◆ **YOUR INSTRUCTIONS**
Below is a block of entries; repeat exactly the lines starting at the line that contains "PR #367, opened 2024-01-10" and ending at the line that contains "zheileman, line 29: Would", both included.

[[ MATERIALS PROVIDED, beginning ]]

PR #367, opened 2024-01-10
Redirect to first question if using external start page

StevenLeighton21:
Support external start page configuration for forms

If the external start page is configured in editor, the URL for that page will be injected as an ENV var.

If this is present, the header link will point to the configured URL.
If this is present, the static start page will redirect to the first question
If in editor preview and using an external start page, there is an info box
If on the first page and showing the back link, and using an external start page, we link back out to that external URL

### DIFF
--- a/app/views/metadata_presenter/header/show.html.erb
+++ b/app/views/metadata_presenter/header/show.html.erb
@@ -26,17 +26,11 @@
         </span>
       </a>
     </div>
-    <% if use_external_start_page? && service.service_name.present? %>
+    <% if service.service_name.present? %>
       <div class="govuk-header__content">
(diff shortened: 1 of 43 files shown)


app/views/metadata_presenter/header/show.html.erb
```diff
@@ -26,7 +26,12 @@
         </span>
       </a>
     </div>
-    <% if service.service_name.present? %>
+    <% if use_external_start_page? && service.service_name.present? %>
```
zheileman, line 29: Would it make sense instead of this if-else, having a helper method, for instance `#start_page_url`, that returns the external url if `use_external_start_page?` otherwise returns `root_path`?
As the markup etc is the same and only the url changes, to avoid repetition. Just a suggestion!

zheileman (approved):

[[ MATERIALS PROVIDED, end ]]
[[ MATERIALS PROVIDED, beginning ]]

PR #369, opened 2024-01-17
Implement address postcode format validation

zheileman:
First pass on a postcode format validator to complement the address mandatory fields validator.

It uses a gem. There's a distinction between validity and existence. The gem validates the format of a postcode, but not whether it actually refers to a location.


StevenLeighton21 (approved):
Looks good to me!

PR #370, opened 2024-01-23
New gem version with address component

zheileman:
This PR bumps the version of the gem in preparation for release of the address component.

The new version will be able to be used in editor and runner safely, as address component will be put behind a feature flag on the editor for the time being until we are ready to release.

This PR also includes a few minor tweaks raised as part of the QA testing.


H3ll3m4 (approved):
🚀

[[ MATERIALS PROVIDED, end ]]
[[ MATERIALS PROVIDED, beginning ]]

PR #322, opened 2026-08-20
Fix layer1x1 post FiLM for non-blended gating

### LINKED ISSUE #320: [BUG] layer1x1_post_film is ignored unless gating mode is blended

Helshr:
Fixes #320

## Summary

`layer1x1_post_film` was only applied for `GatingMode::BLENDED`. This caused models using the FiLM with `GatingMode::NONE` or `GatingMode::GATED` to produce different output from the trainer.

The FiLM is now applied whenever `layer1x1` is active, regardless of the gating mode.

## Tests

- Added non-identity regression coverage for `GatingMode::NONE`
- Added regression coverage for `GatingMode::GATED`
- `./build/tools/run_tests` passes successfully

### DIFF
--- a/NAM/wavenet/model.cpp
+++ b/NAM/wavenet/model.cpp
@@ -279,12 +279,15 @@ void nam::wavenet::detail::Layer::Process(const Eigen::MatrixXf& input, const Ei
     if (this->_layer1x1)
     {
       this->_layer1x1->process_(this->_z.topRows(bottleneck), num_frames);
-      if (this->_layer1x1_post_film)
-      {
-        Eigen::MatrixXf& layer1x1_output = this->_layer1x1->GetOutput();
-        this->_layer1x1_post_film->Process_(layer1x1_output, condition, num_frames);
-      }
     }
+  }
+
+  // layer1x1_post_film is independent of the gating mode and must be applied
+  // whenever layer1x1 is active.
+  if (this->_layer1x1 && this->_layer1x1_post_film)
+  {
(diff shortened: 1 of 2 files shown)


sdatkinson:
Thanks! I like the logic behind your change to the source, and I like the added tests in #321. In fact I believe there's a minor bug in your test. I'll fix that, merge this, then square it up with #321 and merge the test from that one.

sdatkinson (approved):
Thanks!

[[ MATERIALS PROVIDED, end ]]

◆ **RESPONSE BELOW**
PR #367, opened 2024-01-10
Redirect to first question if using external start page

StevenLeighton21:
Support external start page configuration for forms

If the external start page is configured in editor, the URL for that page will be injected as an ENV var.

If this is present, the header link will point to the configured URL.
If this is present, the static start page will redirect to the first question
If in editor preview and using an external start page, there is an info box
If on the first page and showing the back link, and using an external start page, we link back out to that external URL

### DIFF
--- a/app/views/metadata_presenter/header/show.html.erb
+++ b/app/views/metadata_presenter/header/show.html.erb
@@ -26,17 +26,11 @@
         </span>
       </a>
     </div>
-    <% if use_external_start_page? && service.service_name.present? %>
+    <% if service.service_name.present? %>
       <div class="govuk-header__content">
(diff shortened: 1 of 43 files shown)


app/views/metadata_presenter/header/show.html.erb
```diff
@@ -26,7 +26,12 @@
         </span>
       </a>
     </div>
-    <% if service.service_name.present? %>
+    <% if use_external_start_page? && service.service_name.present? %>
```
zheileman, line 29: Would it make sense instead of this if-else, having a helper method, for instance `#start_page_url`, that returns the external url if `use_external_start_page?` otherwise returns `root_path`?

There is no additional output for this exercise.